US tech-focused hedge funds stand to suffer heavy losses amid falling markets.

For fund managers, including those at one of the industry’s biggest conferences in New York, optimism over last week’s market rally was shattered by another crushing blow on Tuesday, when the S&P 500 fell. 4.3% drop. Many funds were already sitting on declines of 30% or more.

Speakers on a panel on the state of the industry at SALT New York 2022 urged investors to hold their bets, saying the downturn could become an opportunity to make money.

But offstage, the mood was darker.

“It will take a lot of work to get out of this hole,” said David Moon, managing director of Symmetric.io, which tracks hedge fund managers’ investments and returns.

Even before this week’s decline, funds that bet on tech and healthcare stocks have felt the pain. Whale Rock Capital Management LLC’s main fund tumbled 38% through August, while HMI Capital Management fell 39% in the first eight months of the year. Casdin Capital fell by 50% and SoMa Partners by 31%.

Other leading fund managers, some of whom got their start with the late Julian Robertson, credited with helping pioneers make money when stocks fall, are also in the red. Coatue Management lost 17% in the first eight months of the year, while Maverick Capital lost 27% in August.

Representatives of these funds declined to comment.

“I’ve been through nine bear markets and they suck absolutely,” said Anthony Scaramucci, managing partner at investment firm SkyBridge Capital and founder of the three-day SALT conference.

The broad S&P 500 index fell 17% in August, while the average hedge fund fell 4% in August, according to Hedge Fund Research (HFR).
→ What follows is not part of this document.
PR #5340, opened 2019-10-13
Add tooltips to history country nodes.

asvitkine:
This allows mouse-overing the nodes to see the country name, which is useful for maps with lots of countries where the player does not always remember the icons.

The HFR Technology and Healthcare Index was down about 15%.

Goldman Sachs reported that hedge funds again filled up on tech stocks last week, making it the strongest wave of buying in the sector in seven months.

For many of these funds, this year’s losses come after a string of strong returns fueled by a decade-long bull market, investors and fund managers say.

And not all hedge funds are in bad shape this year.

Citadel said its Wellington fund returned 3.74% in August, bringing its year-to-date return to 25.75%. DE Shaw, in his Composite fund, reported a 20% gain to investors. Representatives of these companies declined to comment.

At the SALT conference, poor returns were top of mind as the focus was also on cryptocurrency investments rather than hedge funds. Many of the top investors who have participated over the years, including Steven A. Cohen, Daniel Loeb and Ray Dalio, were absent. The private concerts and pool parties that were in the spotlight when the conference was held at the Bellagio in Las Vegas have been replaced by buffets of pasta, tacos and salads at the cavernous Jacob K. Javits Convention Center in Manhattan. .

Two hedge fund executives who skipped SALT this year told Reuters they were worried about the optics of paying thousands of dollars for a note at a time when investors were withdrawing capital from their companies.

Greg Jensen, co-chief investment officer at Bridgewater Associates, one of the world’s largest hedge funds founded by Ray Dalio, echoed this darker tone. Financial markets have not fully priced in the prospect of a recession, he warned, just hours before the market tumbled on Tuesday and slipped further on Wednesday.